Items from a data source
.....

PR #781, opened 2020-12-14
Refactor catalog eval lookup logic

### LINKED ISSUE #780: Refactor implementation and separate it from api controllers
Catalog logic for looking up policy evaluations should be accessible to the service internally without having to go through the api controllers. Otherwise the controller has to imported in the invoking code which results in import errors due to the authnz setup

nightfurys:
Resolves #780


dakaneye (approved):
Looks to me like a simple lift and shift, besides moving the code between these 2 files, there's no change right?

PR #788, opened 2020-12-16
Remove all bare "except:" statements to at least scope to Exception type

zhill:
Replaces "except:" clauses with "except Exception:" equivalents

### DIFF
--- a/anchore_engine/analyzers/modules/13_retrieve_files.py
+++ b/anchore_engine/analyzers/modules/13_retrieve_files.py
@@ -57,7 +57,7 @@ with tarfile.open(
         thefile = re.sub("^/+", "", name)
         try:
             member = tfl.getmember(thefile)
-        except:
+        except Exception:
             member = None
 
         if member and member.isreg():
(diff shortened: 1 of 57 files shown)


alfredodeza:
This is definitely a step in the right direction, but in most of the changes, it will not change the underlying problem which is the incorrect usage of catch-all exceptions. For example in this case:

```python
            except Exception:
                logger.debug_exception("Login failed")
                raise
```

Any exception is being caught to be re-raised immediately with the only addition being a log line. Most of these re-raised exceptions are also caught elsewhere in the stack, further obfuscating the underlying problems that cause the originating exception.

I think that the best way to improve these is by enforcing code-review constraints that prevent such handling from getting merged, and to set a cadence for the continuous improvement of modules as this PR is doing.

zhill:
@alfredodeza I don't disagree this isn't the full solution. Is this a useful update, or should we just address these inline as we actually resolve the exception paths themselves? I left this is in draft for that reason.

alfredodeza:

.....

*PROBLEM REQUIREMENTS*: Report every line above that has the string "exceptions" in it.

*SOLUTION*:
This is definitely a step in the right direction, but in most of the changes, it will not change the underlying problem which is the incorrect usage of catch-all exceptions. For example in this case:
Any exception is being caught to be re-raised immediately with the only addition being a log line. Most of these re-raised exceptions are also caught elsewhere in the stack, further obfuscating the underlying problems that cause the originating exception.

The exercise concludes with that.